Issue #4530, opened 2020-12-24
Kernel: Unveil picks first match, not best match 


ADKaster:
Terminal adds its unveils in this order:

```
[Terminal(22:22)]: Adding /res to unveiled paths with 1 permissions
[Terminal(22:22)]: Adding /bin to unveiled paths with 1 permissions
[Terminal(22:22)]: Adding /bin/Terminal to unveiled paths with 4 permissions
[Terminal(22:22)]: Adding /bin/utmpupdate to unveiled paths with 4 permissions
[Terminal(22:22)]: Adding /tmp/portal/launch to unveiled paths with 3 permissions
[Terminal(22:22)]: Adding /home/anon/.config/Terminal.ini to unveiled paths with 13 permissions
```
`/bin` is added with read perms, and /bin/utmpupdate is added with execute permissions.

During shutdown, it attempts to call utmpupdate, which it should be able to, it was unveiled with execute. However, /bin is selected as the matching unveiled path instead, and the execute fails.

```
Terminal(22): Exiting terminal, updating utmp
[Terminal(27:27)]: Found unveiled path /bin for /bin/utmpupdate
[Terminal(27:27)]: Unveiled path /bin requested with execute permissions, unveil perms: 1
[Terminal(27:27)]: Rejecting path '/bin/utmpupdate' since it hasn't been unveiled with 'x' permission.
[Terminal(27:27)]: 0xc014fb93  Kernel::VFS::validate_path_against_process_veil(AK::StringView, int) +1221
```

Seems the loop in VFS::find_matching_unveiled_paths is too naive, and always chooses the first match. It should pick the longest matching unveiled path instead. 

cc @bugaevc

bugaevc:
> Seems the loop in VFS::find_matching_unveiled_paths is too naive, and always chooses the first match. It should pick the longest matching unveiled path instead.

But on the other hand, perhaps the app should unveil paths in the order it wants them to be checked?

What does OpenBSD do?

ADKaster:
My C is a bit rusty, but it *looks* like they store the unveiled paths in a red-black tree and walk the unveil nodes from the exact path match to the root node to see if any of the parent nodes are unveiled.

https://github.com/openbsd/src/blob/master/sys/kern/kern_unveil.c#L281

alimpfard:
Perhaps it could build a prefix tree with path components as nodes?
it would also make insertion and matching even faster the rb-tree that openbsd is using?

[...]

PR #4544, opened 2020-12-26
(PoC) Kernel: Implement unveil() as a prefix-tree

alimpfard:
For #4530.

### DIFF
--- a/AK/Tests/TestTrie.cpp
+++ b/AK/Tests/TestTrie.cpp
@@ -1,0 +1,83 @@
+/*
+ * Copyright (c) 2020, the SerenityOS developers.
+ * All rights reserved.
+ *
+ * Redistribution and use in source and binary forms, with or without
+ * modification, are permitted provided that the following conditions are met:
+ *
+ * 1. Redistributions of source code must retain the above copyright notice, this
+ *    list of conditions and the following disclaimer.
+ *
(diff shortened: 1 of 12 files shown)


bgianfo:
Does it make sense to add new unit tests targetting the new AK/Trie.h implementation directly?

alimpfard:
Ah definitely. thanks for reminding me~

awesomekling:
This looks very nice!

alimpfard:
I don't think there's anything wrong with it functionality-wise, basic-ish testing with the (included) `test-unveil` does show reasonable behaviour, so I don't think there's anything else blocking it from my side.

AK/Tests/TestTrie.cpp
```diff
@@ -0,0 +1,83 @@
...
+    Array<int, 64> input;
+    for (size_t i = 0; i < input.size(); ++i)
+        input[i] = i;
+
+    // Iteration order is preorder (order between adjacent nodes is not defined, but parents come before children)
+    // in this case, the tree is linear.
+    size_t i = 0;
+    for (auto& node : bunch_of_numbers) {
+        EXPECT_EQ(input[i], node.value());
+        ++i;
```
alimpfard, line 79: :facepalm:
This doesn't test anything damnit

◇ ◇ ◇ ◇

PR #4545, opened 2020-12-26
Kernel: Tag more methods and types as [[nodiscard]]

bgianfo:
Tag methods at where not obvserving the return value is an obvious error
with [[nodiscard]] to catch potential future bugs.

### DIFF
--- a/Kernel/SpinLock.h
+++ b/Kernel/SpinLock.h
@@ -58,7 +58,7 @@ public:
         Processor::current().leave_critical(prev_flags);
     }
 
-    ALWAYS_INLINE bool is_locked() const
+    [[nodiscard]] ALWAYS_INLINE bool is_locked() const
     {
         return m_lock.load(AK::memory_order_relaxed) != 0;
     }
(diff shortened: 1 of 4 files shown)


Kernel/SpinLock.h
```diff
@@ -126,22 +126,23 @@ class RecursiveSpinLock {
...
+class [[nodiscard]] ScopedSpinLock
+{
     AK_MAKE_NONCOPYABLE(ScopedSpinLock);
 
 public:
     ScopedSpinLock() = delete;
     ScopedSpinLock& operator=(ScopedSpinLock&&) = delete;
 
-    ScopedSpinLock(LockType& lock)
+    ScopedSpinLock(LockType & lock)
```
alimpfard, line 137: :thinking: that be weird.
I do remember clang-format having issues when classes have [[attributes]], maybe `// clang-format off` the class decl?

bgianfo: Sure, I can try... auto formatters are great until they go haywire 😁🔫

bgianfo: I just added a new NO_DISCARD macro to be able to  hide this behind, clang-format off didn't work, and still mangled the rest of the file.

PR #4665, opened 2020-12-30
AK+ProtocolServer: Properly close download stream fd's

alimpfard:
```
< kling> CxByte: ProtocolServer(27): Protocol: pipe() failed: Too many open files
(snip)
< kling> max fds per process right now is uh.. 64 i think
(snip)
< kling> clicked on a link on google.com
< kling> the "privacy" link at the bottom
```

◇ ◇ ◇ ◇

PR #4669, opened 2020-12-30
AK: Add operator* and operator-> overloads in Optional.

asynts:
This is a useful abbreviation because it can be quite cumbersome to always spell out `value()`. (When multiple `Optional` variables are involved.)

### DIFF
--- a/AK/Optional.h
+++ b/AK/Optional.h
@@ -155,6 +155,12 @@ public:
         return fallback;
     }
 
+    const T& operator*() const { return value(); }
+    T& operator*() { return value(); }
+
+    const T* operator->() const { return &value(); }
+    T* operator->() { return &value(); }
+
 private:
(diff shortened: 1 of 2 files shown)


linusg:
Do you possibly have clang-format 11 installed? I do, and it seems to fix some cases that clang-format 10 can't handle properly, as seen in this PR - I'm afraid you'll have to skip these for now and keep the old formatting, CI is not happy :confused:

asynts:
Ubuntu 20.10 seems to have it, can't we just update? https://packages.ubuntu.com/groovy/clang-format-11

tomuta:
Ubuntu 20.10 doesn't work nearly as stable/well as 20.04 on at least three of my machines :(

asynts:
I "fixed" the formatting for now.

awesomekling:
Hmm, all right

◇ ◇ ◇ ◇

EXERCISE OBJECTIVE: In the material, find each line with the word "following" and list it.

SOLUTION FOR THIS TASK:
+ * modification, are permitted provided that the following conditions are met:
+ *    list of conditions and the following disclaimer.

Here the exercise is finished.